Role of glycine receptors and glycine release for the neuroprotective activity of bilobalide.

Author information

1
Department of Pharmaceutical Sciences, School of Pharmacy, Texas Tech University Health Science Center, 1300 Coulter Dr, Amarillo, TX 79106, USA.

Abstract

Bilobalide, a constituent of Ginkgo biloba, has neuroprotective properties. Its mechanism of action is unknown but it was recently found to interact with neuronal transmission mediated by glutamate, gamma-aminobutyric acid (GABA) and glycine. The goal of this study was to test the interaction of bilobalide with glycine in assays of neuroprotection. In rat hippocampal slices exposed to N-methyl-D-aspartate (NMDA), release of choline indicates breakdown of membrane phospholipids. NMDA-induced choline release was almost completely blocked in the presence of bilobalide (10 microM).

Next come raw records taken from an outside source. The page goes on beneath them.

PR #369, opened 2014-05-28
Let mouse active even if there is touch

terraloader:
I ran into the problem on my laptop: it is touch-enabled, but im working with 2 external monitors. So until now only chrome is able to receive touch-events. But if there are touch-events the normal mouse wouldn work at the same time. FIXED with this little commis.

### DIFF
--- a/include/input.js
+++ b/include/input.js
@@ -355,14 +355,14 @@ that.grab = function() {
         Util.addEvent(window, 'touchend', onMouseUp);
         Util.addEvent(c, 'touchend', onMouseUp);
         Util.addEvent(c, 'touchmove', onMouseMove);
-    } else {
+    } //else {
         Util.addEvent(c, 'mousedown', onMouseDown);
         Util.addEvent(window, 'mouseup', onMouseUp);
         Util.addEvent(c, 'mouseup', onMouseUp);
         Util.addEvent(c, 'mousemove', onMouseMove);
         Util.addEvent(c, (Util.Engine.gecko) ? 'DOMMouseScroll' : 'mousewheel',
                 onMouseWheel);
-    }
+    //}
 
     /* Work around right and middle click browser behaviors */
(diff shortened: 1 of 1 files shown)


kosmasgiannis:
Any progress on this one?

samhed:
I don't know if @terraloader ever got around to do those tests. I do however believe that what @kanaka said is true.

kosmasgiannis:
Recent tests have shown that mouse click events are not triggered on devices with a touch-screen and mouse.

My tests included : 
* SONY VAIO Tap21, Windows 8.1
* HP Pavilion TouchSmart 10, Windows 8.1
* Microsoft Surface Pro 3, Windows 8.1 Pro

In all cases Chrome 40.0.2214.111 was used.

kanaka:
@kosmasgiannis I think Windows may be the exception. I'd be interested in whether iOS and Android tablets (Chrome, firefox and/or old Android browser) generate both touch and clicks

rabidaudio:
I'm having the same issue on Arch Linux x64 and Chrome 45.0.2454.101 with a touch screen, so it's not isolated to Windows/Surface. No problems on Firefox.

sedlund:
Patch fixed for me on Chromebook Flip with touch screen

zarmhast:
@kanaka,
tested #619 which has the same solution, but is based on a newer revision, on an android device. Yes, in general both events are generated touch and mouse, unless you process the touch event. noVNC prevents propagation on all touch and mouse events hence every touch generates just touchstart and touchend. (just logged every invocation of _handleMouseButton making note of when, where and whether it is a touch or mouse event, only touch events showed up). Tested using chrome and firefox.

This is the reason only one type of event is fired:
```
Util.stopEvent(e);
return false;
```

I would suggest to close this PR and once #619 is accepted all related bugs can be marked as resolved.

PR #427, opened 2015-01-08
Unregister event listeners from websock.

jswanner:
Prevents possible memory and event notification leaks when tearing down
connection and reestablishing a new one.

### DIFF
--- a/include/rfb.js
+++ b/include/rfb.js
@@ -197,6 +197,7 @@ var RFB;
             } else {
                 this._fail("Server disconnected" + msg);
             }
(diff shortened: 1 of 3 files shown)


DirectXMan12:
LGTM :+1:

@kanaka, @samhed , @astrand : any comments?

samhed:
:+1:

kanaka:
@DirectXMan12 change itself looks okay. However, I do note that websock.js has gotten significantly out of sync with websockify version (ever since the big refactor). Probably want to sync that at some point.

Issue #1326, opened 2019-11-16
decodeUTF8 throws an exception when window name contains non utf8 characters


vanym:
**Describe the bug**
If window name contains non utf8 characters decodeURIComponent inside decodeUTF8 throws
```
URIError: URI malformed
    at decodeURIComponent (<anonymous>)
    at decodeUTF8 (http://localhost:6080/core/util/strings.js:13:12)
    at RFB._negotiate_server_init (http://localhost:6080/core/rfb.js:1158:20)
    at RFB._init_msg (http://localhost:6080/core/rfb.js:1285:29)
    at RFB._handle_message (http://localhost:6080/core/rfb.js:725:22)
    at Object.message (http://localhost:6080/core/rfb.js:185:18)
    at Websock._recv_message (http://localhost:6080/core/websock.js:283:33)
```
**To Reproduce**
1. Start `xdemineur` (it contains non utf8 char in window name)
2. Get it window id using `xwininfo`
3. Start `x11vnc -id` with xdemineur window id
4. Connect with noVNC
5. See `noVNC encountered an error` dialog

**Expected behavior**
Work around strings with non utf8 chars and do not crash

**Client:**
 - OS: GNU/Linux
 - Browser: chromium
 - Browser version: 77

**Server:**
 - noVNC version: commit id: 686c8d2
 - VNC server: x11vnc (0.9.16)
 - WebSocket proxy: websockify (4ecff11)

**Additional context**
Window name: `xdémineur`
Window name in hex: `78 64 e9 6d 69 6e 65 75 72`
Window name after js escape: `xd%E9mineur`
Looks like issue #688 describes similar problem

samhed:
Fixed in #1327

PR #1327, opened 2019-11-16
Solution option to solve #1326 problem

vanym:
Add try catch to `decodeUTF8` function to solve #1326


CendioOssman:
Hmm... This change will assume it is ISO 8859-1 if the decoding fails. This is correct in some cases, but not all. So I'm not sure this is the correct place to put that code.

samhed:
Thanks!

Glycine (10-100 microM) antagonized the inhibitory action of bilobalide in this assay. In a second assay of excitotoxicity, we measured tissue water content as an indicator of cytotoxic edema formation in hippocampal slices which were exposed to NMDA. In this assay, edema formation was suppressed by bilobalide but bilobalide's action was attenuated in the presence of glycine and of D-serine (100 microM each). To investigate bilobalide's interaction with glycine receptors directly, we determined 36chloride flux in rat cortico-hippocampal synaptoneurosomes. Glycine (100 microM) was inactive in this assay indicating an absence of functional glycine-A receptors in this preparation. [3H]Glycine was used to assess binding at the glycine binding site of the NMDA receptor but bilobalide was found to be inactive in this assay. Finally, [3H]glycine release was monitored in hippocampal slices exposed to oxygen-glucose deprivation. In this model, glycine release was induced by ischemia, an effect that was strongly reduced by bilobalide. We conclude that bilobalide does not interact with glycine receptors in neurochemical assays but it significantly reduces the release of glycine under ischemic conditions. This effect likely contributes to bilobalide's neuroprotective effects in assays of excitotoxicity and ischemia.

PMID:
18325484
DOI:
10.1016/j.brainres.2008.01.052
[Indexed for MEDLINE]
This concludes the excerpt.